True Lithuania

Education in Lithuania

In Lithuania, the education is mostly public (taxpayer-funded) with private or religious facilities being an exception. The school life is especially long with university education being a norm for modern youth. Literacy is at 99,8%.

Schools and pre-school education

Most children attend state (public) schools where the education is free (taxpayer-funded). These have three tiers: for ages 7-10 ("primary schools") a single teacher teaches most subjects, for ages 11-14 ("progymnasiums") there are separate teachers for each subject but still no choice on what to learn (save for religious education and 2nd foreign language), while at ages 15-18 ("gymnasiums") students have a limited choice of their lectures. While there are prestigious gymnasiums, at the earlier tiers most pupils are enrolled at schools closest to their homes as the quality varies little.

The official language is Lithuanian but there are minority-oriented public schools that use their languages for instruction. The network of Russian schools covers the main cities while the Polish schools are concentrated in the southeast.

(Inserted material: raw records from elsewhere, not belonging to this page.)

PR #1619, opened 2025-01-08
Action Listeners locked to manage_options

yuriinalivaiko:
Fixed capabilities in the `actions_listener` method. Users who have the `edit_users` capability are able to change user statuses.


yuriinalivaiko:
Updated to 2.9.3-alpha

PR #1640, opened 2025-01-27
New restrictions v3

ashubawork:
- update new restrictions v3


nikitasinelnikov:
The newest branch instead of this
https://github.com/ultimatemember/ultimatemember/pull/1637

PR #1647, opened 2025-02-04
Password set in Dashboard can't be used for UM login or vice versa (CU-86cxwy7ww)

yuriinalivaiko:
Password sanitize has been changed to the standard WordPress one - no `wp_unslash`, only `trim`.


calumallison:
Task linked: [CU-86cxwy7ww Issue #1621: Password sanitize](https://app.clickup.com/t/86cxwy7ww)

PR #1653, opened 2025-02-21
Slow User page loading

yuriinalivaiko:
Fixed `set_default_user_status` function which was causing _wp-admin > Users_ page loading to be very slow if there were imported users without usermeta `account_status`.


nikitasinelnikov:
Closed by the better solution here:
https://github.com/ultimatemember/ultimatemember/pull/1670

PR #1654, opened 2025-02-28
Security path due to CVE ID: CVE-2025-1702

nikitasinelnikov:


includes/core/class-member-directory.php
```diff
@@ -1708,6 +1710,7 @@ protected function prepare_search( $search ) {
 			$regexp_map = array(
 				'/select(.*?)from/im',
 				'/select(.*?)sleep/im',
+				"/sleep\(\d+\)/im", // avoid any sleep injections
```
sjinks, line 1713: > The duration may have a fractional part.
>
> -- https://dev.mysql.com/doc/refman/8.4/en/miscellaneous-functions.html#function_sleep

Also, `SLEEP( 10 )`, `SLEEP('10')`, `SLEEP( ' 10 ' )`, etc.

There is also [`BENCHMARK()`](https://dev.mysql.com/doc/refman/8.4/en/select-benchmarking.html) function :-)

nikitasinelnikov: Hi @sjinks 

Thanks for your suggestions!
I'll apply them for the next release.

Best Regards

nikitasinelnikov: https://github.com/ultimatemember/ultimatemember/pull/1659

PR #5, opened 2019-04-18
Fixed plotSamples clear. Was only clearing half the buffer.

ashley-b:
Minor fix. I noticed only half plotSamples was being cleared to to memset works interms of bytes, not shorts


drowe67:
@ashley-b Thanks :+1:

Private schools tend to be expensive (by Lithuanian standards) and not very popular. Few schools cover the entire school life with private schooling more popular for younger kids. For English medium-of-instruction education, however, "private" is the only option and largely limited to Vilnius.

There are also a few Roman Catholic schools in the cities.

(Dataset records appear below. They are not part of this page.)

PR #6, opened 2019-04-20
Fixed dynamic array mismatch new[] & delete -> delete[]

ashley-b:
Dynamic arrays are not freed with matching delete e.g
https://github.com/drowe67/freedv-gui/blob/ad08dae7b2efa836d901ef2db2d5f2235f5fab71/src/dlg_filter.cpp#L133
https://github.com/drowe67/freedv-gui/blob/ad08dae7b2efa836d901ef2db2d5f2235f5fab71/src/dlg_filter.cpp#L214

Should be eg
```
  SomeType xxxx = new SomeType[];
  delete[] xxxx;
```
But I would suggest using std::vector to take care of memory allocation and cleanup

### DIFF
--- a/src/dlg_filter.cpp
+++ b/src/dlg_filter.cpp
@@ -211,8 +211,8 @@ FilterDlg::FilterDlg(wxWindow* parent, bool running, bool *newMicInFilter, bool 
 //-------------------------------------------------------------------------
 FilterDlg::~FilterDlg()
 {
-    delete m_MicInMagdB;
-    delete m_SpkOutMagdB;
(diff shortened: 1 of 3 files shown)


drowe67:
Thanks @ashley-b 

I'e just merged some Travis integration with master.  Could you pls test your PR against that?

ashley-b:
I have move the bugfix branch up to your current master and test it works for me. Hopeful you see the branch at its new location .

drowe67:
Thanks @ashley-b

Pre-school education (kindergartens) is not compulsory. With more women than ever working (the female share of the workforce is larger in Lithuania than in every single Western society), there is a shortage of public kindergartens in the main cities. It is common to write your child into a queue immediately at birth. Akin to schools the private kindergartens are expensive although the shortages make them somewhat popular. Some families rely on (great) grandparents to rear their toddlers instead of kindergartens.

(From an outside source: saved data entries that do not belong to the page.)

PR #9, opened 2019-05-01
Fixups for cross-compiling for Windows from Fedora Linux

hobbes1069:


drowe67:
@hobbes1069 would separating libcodec2 into libcodec2 and libfreedv help the cmake loop problem you are having?

hobbes1069:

Lithuania has a wide range of paid informal education, most of it in the Lithuanian language. Lithuanian basketball academies are especially famous.

Universities and colleges

In Lithuania, most young people attend public universities of which there are many. Vilnius University is the oldest and the most prestigious but some others successfully compete at specific fields (Mykolas Romeris University in social sciences, the Kaunas University of Technology in technological sciences, Lithuanian University of Health Sciences in medical sciences). Public university tuition is state-subsidized for Lithuanian citizens; to many better local students the education there is free.

Yet other public universities are however widely known to be "second-choice" and some politicians doubt their need. The few private universities (limited to social sciences) are somewhat infamous for being a choice of "rich-yet-incapable" as they accept nearly everyone whoever pays a large tuition. Even the largest tuitions are small by the US standards however with a 3000 USD annual fee considered expensive.

University education takes 4 years (Bachelor's degree), 6 years (Master's degree, the most sought-after) or 10 years (PhD). Some universities offer English medium-of-instruction studies and attract a sizeable foreign student population (up to 10% in Lithuanian University of Health Sciences).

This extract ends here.